TRY IT: Go through the data below and return each line where the string "properties" appears.

RAW DATA Start Marker

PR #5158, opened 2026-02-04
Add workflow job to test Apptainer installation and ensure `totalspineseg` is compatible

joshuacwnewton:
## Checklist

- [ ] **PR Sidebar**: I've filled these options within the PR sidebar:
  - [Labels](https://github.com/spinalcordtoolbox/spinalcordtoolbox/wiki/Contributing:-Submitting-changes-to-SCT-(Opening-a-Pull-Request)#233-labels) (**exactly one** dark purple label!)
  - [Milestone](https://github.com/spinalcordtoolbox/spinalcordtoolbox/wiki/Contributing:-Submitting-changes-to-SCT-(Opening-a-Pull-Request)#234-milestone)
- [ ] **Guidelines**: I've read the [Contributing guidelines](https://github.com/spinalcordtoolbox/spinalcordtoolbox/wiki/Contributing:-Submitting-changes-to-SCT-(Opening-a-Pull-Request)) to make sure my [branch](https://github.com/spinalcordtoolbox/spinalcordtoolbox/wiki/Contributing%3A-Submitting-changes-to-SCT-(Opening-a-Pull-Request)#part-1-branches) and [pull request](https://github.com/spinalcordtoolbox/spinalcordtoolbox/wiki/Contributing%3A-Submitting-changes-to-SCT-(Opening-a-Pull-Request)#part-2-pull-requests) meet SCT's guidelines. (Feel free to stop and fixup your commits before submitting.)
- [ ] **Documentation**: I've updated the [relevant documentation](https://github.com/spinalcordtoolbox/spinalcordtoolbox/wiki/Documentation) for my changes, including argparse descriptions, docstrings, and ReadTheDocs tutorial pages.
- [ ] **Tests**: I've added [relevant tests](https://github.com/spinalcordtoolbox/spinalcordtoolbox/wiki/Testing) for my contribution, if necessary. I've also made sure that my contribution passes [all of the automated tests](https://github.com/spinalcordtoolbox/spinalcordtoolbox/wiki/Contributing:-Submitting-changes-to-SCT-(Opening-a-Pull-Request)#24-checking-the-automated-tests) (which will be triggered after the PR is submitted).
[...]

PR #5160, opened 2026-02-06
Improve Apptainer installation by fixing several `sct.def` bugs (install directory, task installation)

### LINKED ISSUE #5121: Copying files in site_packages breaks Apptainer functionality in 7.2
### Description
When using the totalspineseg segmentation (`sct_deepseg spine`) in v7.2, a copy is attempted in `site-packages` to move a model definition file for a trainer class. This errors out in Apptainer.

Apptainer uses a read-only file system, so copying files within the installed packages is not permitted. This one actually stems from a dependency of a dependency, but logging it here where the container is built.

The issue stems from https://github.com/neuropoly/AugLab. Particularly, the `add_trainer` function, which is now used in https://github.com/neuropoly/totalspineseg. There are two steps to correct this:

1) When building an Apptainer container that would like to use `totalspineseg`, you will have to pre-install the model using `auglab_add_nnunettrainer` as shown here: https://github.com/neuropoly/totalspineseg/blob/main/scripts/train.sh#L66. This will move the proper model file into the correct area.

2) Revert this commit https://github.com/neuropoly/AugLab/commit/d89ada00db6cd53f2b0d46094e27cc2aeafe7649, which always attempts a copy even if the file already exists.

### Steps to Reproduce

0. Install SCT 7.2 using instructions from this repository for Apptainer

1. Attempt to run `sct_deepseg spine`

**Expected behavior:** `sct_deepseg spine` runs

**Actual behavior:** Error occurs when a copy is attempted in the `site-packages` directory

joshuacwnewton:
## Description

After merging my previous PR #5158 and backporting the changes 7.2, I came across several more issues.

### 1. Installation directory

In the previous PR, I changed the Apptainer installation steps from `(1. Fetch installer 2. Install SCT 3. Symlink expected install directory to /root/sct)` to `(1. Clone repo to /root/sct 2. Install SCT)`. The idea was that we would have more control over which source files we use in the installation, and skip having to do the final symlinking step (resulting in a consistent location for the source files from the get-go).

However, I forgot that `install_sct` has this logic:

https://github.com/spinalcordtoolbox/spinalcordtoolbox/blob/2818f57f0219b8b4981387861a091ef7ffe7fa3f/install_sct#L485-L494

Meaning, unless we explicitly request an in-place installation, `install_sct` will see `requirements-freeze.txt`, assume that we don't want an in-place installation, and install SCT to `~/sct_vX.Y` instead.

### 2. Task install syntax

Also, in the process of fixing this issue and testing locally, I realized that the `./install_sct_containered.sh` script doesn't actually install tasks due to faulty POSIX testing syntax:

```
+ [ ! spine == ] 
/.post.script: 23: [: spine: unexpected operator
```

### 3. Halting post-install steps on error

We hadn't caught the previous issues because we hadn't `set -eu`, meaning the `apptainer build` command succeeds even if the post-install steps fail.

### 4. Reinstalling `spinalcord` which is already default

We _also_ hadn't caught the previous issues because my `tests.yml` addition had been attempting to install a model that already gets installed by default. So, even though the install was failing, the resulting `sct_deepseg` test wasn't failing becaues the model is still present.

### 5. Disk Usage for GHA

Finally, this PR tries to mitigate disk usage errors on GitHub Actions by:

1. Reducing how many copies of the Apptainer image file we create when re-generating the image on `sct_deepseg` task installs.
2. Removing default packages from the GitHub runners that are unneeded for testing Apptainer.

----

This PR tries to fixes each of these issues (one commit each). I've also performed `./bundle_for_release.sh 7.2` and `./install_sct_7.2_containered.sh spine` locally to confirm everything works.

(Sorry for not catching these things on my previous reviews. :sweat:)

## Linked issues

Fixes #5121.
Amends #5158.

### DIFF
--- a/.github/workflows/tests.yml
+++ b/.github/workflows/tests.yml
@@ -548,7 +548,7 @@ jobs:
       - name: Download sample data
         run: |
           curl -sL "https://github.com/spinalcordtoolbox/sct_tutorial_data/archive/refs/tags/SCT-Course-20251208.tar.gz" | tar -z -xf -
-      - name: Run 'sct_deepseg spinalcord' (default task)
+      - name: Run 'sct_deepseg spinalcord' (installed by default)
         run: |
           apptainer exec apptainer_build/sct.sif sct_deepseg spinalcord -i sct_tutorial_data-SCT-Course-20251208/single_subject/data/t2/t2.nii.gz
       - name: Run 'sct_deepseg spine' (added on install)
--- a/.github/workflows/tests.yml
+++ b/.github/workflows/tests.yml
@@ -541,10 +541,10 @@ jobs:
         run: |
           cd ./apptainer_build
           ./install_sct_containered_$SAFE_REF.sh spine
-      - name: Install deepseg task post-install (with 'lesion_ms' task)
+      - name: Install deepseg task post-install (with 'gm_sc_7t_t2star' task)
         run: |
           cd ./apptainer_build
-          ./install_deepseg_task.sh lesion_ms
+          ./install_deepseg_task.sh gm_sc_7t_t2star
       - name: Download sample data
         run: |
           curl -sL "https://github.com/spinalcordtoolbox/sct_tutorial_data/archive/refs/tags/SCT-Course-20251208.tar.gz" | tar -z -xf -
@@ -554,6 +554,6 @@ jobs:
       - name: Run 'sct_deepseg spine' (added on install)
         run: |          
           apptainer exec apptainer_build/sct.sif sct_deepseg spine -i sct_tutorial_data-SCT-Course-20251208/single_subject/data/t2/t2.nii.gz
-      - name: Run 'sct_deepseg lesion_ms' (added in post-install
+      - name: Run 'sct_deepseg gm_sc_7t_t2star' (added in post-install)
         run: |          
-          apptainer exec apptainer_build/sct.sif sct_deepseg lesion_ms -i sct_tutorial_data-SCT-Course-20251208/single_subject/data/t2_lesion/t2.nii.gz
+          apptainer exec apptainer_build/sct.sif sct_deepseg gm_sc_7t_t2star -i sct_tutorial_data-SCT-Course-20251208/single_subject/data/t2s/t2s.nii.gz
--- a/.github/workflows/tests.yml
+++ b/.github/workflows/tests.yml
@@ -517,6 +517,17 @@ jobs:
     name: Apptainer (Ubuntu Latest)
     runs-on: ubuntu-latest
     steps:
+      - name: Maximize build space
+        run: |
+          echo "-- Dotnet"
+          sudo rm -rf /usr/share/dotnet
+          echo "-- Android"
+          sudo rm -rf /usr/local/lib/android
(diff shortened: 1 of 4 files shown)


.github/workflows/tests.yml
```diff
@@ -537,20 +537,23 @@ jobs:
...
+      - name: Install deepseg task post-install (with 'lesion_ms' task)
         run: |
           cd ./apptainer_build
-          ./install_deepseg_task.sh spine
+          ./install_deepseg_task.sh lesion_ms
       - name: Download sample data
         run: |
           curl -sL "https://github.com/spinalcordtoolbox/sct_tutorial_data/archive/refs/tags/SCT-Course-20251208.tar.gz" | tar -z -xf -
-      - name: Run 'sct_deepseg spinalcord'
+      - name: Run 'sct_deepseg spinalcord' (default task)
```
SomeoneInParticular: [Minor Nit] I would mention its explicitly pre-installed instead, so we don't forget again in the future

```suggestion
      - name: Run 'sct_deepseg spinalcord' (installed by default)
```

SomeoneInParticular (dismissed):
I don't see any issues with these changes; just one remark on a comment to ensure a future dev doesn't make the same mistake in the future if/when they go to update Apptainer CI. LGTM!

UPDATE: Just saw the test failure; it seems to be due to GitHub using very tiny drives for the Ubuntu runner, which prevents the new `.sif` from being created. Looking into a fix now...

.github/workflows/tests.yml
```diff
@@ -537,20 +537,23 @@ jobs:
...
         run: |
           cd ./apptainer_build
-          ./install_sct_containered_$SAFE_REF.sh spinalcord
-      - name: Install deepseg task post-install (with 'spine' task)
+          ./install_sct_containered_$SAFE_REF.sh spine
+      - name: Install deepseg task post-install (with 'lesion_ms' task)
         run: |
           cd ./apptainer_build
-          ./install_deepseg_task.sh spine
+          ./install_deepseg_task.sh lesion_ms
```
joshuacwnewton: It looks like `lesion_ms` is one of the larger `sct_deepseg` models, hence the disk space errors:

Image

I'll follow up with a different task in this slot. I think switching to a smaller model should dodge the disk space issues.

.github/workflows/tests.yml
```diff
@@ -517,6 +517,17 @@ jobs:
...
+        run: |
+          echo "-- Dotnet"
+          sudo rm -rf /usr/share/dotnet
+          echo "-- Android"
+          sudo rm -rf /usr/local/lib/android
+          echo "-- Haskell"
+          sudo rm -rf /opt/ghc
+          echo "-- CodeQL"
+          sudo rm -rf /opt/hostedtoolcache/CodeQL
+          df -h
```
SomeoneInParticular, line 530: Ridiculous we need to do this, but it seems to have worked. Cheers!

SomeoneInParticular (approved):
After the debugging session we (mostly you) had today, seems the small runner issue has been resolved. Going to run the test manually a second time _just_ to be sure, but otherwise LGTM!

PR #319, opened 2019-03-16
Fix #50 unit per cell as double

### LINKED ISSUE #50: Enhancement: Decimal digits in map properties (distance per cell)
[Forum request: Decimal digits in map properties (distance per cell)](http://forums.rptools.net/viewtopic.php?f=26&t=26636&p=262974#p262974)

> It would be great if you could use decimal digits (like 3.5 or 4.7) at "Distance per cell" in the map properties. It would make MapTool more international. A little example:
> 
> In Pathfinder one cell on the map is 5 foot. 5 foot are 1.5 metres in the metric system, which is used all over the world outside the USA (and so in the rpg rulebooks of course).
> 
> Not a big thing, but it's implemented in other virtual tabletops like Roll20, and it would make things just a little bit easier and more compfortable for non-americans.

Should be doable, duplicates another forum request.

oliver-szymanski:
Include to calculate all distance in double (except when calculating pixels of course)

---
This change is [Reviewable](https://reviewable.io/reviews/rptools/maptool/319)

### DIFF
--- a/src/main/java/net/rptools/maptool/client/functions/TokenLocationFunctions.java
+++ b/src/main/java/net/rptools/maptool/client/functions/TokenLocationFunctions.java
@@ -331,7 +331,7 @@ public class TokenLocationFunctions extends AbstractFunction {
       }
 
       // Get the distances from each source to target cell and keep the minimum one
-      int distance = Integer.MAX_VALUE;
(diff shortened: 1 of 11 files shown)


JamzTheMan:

RAW DATA End Marker

WRITTEN RESPONSE:
### LINKED ISSUE #50: Enhancement: Decimal digits in map properties (distance per cell)
[Forum request: Decimal digits in map properties (distance per cell)](http://forums.rptools.net/viewtopic.php?f=26&t=26636&p=262974#p262974)
> It would be great if you could use decimal digits (like 3.5 or 4.7) at "Distance per cell" in the map properties. It would make MapTool more international. A little example:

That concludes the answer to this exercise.